== Dataset ==

PR #90, opened 2025-01-30
Explicit error types

### LINKED ISSUE #77: Making all error types explicits instead of inferred
I realize that in all our methods, we only use the inferred error type. This is overall not a problem, but when i see that #74 happened, this makes me think that it would be a nice improvement to explicitely set the errors in our method's interface.

Also, i feel like any serious error handling code would, for example, check if it's an invalid input or an allocation error, and recover if necessary.

the json codec would be optional on this subject, i'm not sure if it's easily feasible to keep it explicit.

42LM:
Hello there 👋.

This PR adds explicit error returns everywhere where it is easily feasible.

Methods/Funcs that return a e.g. `json.ParseError(@TypeOf(source.*))` keep the inferred error return type.

Methods/Funcs that use the writer interface in form of using e.g. `.write()` could return `anyerror`, but i do not think that this is helpful. (For more context: [anyerror-void-versus-void](https://ziggit.dev/t/anyerror-void-versus-void/5567)

Have a great weekend everyone.

> resolves #77

### DIFF
--- a/src/protobuf.zig
+++ b/src/protobuf.zig
@@ -743,7 +743,7 @@ fn VarintDecoderIterator(comptime T: type, comptime varint_type: VarintType) typ
         input: []const u8,
         current_index: usize = 0,
 
-        fn next(self: *Self) !?T {
+        fn next(self: *Self) DecodingError!?T {
             if (self.current_index < self.input.len) {
                 const raw_value = try decode_varint(u64, self.input[self.current_index..]);
                 defer self.current_index += raw_value.size;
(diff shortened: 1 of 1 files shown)


src/protobuf.zig
```diff
@@ -1072,7 +1072,7 @@ fn fillDefaultStructValues(
     comptime T: type,
     r: *T,
     fields_seen: *[@typeInfo(T).Struct.fields.len]bool,
-) !void {
+) error{MissingField}!void {
```
Arwalk, line 1075: This is part of the json stuff, so not really needed, but it's ok.

Arwalk (approved):
Appart from things that are related to json and subject to change in a not so far future, everything has now an explicit error type (when needed), which is great.

src/protobuf.zig
42LM: Nice! Yes it was kind of a low hanging fruit :)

===

In the material, find each line with the word "types" and list it.

Explicit error types
### LINKED ISSUE #77: Making all error types explicits instead of inferred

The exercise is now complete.